Armal tried to summon one last shield, but his fingers only sparked with a pathetic, dying light. He tried to lift his own sword to block the incoming overhead strike, but his muscles simply refused to obey. With a hollow, rattling breath, his crimson blade flickered once, twice, and then dissolved into nothingness.

Darion's great sword descended. It sliced into the side of Armal's neck, the heavy edge grinding against the vertebrae with a sickening, metallic screech. Armal shrieked—a raw, inhuman sound of pure agony—as the bone that connected his head to his shoulders began to fracture under the sheer pressure.

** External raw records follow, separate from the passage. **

PR #119, opened 2018-11-08
Use old-style buffer on Python 2

jakirkham:
Makes use of the old-style buffer on Python 2 to more easily coerce objects to `memoryview`s on Python 2. The code here is a bit cleaner by smoothing over Python 2/3 differences. That said, it results in a ~100ns slowdown for Python 3 (due to the `lambda`) and a ~400ns slowdown for Python 2. This is pretty negligible on the grand scheme of things, but it is worth noting. Figured this might be worth discussion.

TODO:

### DIFF
--- a/numcodecs/compat.py
+++ b/numcodecs/compat.py
@@ -18,6 +18,7 @@ if PY2:  # pragma: py3 no cover
     binary_type = str
     integer_types = (int, long)
     reduce = reduce
+    buffer = buffer
 
 else:  # pragma: py2 no cover
 
@@ -25,6 +26,7 @@ else:  # pragma: py2 no cover
     binary_type = bytes
     integer_types = int,
     from functools import reduce
+    buffer = lambda a: a
 
 
 def buffer_tobytes(v):
@@ -33,10 +35,8 @@ def buffer_tobytes(v):
         return v
     elif isinstance(v, np.ndarray):
         return v.tobytes(order='A')
-    elif PY2:  # pragma: py3 no cover
-        v = buffer(v)
-
-    return memoryview(v).tobytes()
+    else:
+        return memoryview(buffer(v)).tobytes()
 
 
 def buffer_copy(buf, out=None):
--- a/numcodecs/compat.py
+++ b/numcodecs/compat.py
@@ -18,7 +18,6 @@ if PY2:  # pragma: py3 no cover
     binary_type = str
     integer_types = (int, long)
     reduce = reduce
-    buffer = buffer
 
 else:  # pragma: py2 no cover
 
@@ -26,7 +25,6 @@ else:  # pragma: py2 no cover
     binary_type = bytes
     integer_types = int,
     from functools import reduce
-    buffer = lambda a: a
 
 
 def buffer_tobytes(v):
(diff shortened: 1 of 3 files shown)


jakirkham:
> That said, it results in a ~100ns slowdown for Python 3 (due to the `lambda`)...

As a minor note, we eliminated a conditional branch that would have been ~25ns (not factored into the previous benchmark), so this is more accurately ~75ns slowdown for Python 3.

> ...and a ~400ns slowdown for Python 2.

Similarly we did not include the `isinstance` check that was here previously. When combined with the conditional branch, this is ~160ns. So the slowdown here is more accurately ~240ns for Python 2.

alimanfoo:
Thanks @jakirkham, didn't know about this.

FWIW I wouldn't be too concerned about performance of ``buffer_tobytes``, if code is having to go down that path then it usually implies there will be a memory copy (because of creating a new bytes object) so smaller timing changes probably won't have a noticeable impact. I.e., it is already a sub-optimal path for working around functions that don't support any buffer protocol.

I'm being picky but I'd be slightly reluctant to introduce ``buffer = lambda a: a`` in PY3, it makes it slightly obscure that there is PY2/3 compat going on within `buffer_tobytes``. I'd be happy to keep a conditional PY2 branch within ``buffer_tobytes`` to be more explicit, even if the extra conditional makes it slightly slower.

jakirkham:
Yeah, it's not well known. Just one of the subtleties of how the new buffer interface got added to Python 2 (much like the fact that Python 2's `array.array` doesn't support it 😄).

Sure. Not actually concerned personally. Just trying to be transparent is all. Was using largish (100s to 1000s) of elements to make sure there wasn't a copy. 

Completely understandable. Actually thought you might say that. Have reverted the last commit, which leaves a Python 2 branch in there. Technically this makes Python 3 slightly faster (though I don't want to micro-optimize 😉).

jakirkham:
So one thing that is a little concerning is the `tobytes` method of `memoryview`. This seems fine for most sizes of arrays, but if the array gets really large this starts to take a startling amount of time, which makes me wonder if there is a copy happening. Benchmarks taken on Python 3.

```python
In [1]: for i in range(9): 
    ...:     n = 10 ** i 
    ...:     r = 50 
    ...:     t = timeit.timeit( 
    ...:         "memoryview(a).tobytes()", 
    ...:         "import array; a = array.array('d', {n} * [1.0]);".format(n=n),
    ...:  
    ...:         number=r 
    ...:     ) 
    ...:  
    ...:     print("Took %f secs for %i elements." % (t / float(r), n))         
Took 0.000000 secs for 1 elements.
Took 0.000001 secs for 10 elements.
Took 0.000001 secs for 100 elements.
Took 0.000001 secs for 1000 elements.
Took 0.000004 secs for 10000 elements.
Took 0.000065 secs for 100000 elements.
Took 0.001999 secs for 1000000 elements.
Took 0.029316 secs for 10000000 elements.
Took 0.628060 secs for 100000000 elements.
```

alimanfoo:
I expect that tobytes() will make a memory copy. IIUC a Python bytes needs
to own its own memory, it can't be shared with another object. Hence we
only resort to creating a bytes object if we know the underlying
compression library cannot receive anything else. Normally we hope that the
underlying compression library can accept any object exposing the new-style
buffer interface, in which case we can pass objects straight through and
don't have to create bytes objects or do anything else that might imply a
memory copy. Hope that makes sense.

jakirkham:
Guess that makes sense. Would think that if the data was already read-only (e.g. another `bytes` object) then it would just reuse the data. Though that doesn't seem to be the case either. In any event, if this is expected, then I won't worry about.

jakirkham:
Have reworked this a bit in PR ( https://github.com/zarr-developers/numcodecs/pull/121 ), which seems like a nicer approach. So will close this out.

Darion paused for a heartbeat, turning his head to look for the boy. He had expected Ezekiel to be there, ready to harvest the power as he had done with Quel. Instead, he saw Ezekiel facedown in the dirt, his hair matted with blood.

Darion's eyes snapped to Jay, a furious snarl curling his lip. Jay simply looked away, whistling an obnoxious, tuneless melody and pretending the moon was suddenly very interesting.

"Raphael," Darion hissed, his voice thick with irritation as he kept his blade buried halfway through Armal's neck. "The brat is broken. What now?"

Raphael didn't take his eyes off Jay. The air around him seemed to darken. He gave a single, final order, his voice a low vibration that made the stones tremble.

"Kill the intruder. We're done playing."

A cruel, genuine smile spread across Darion's face. He turned back to Armal, whose eyes were rolling back in his head. Darion shifted his grip on the hilt, pouring a massive surge of malum into the edge.

With a violent heave, the neckbone cracked and then shattered completely.

The great sword sheared through the remaining muscle and skin in a single, brutal burst. Armal's head was sent spinning into the darkness, and the last general of the Devil's Flames collapsed, his headless torso hitting the pavement with a heavy, final thud.

The war for Fluxton was over, leaving only the silence of the dead and the heavy price of the Night brothers' victory.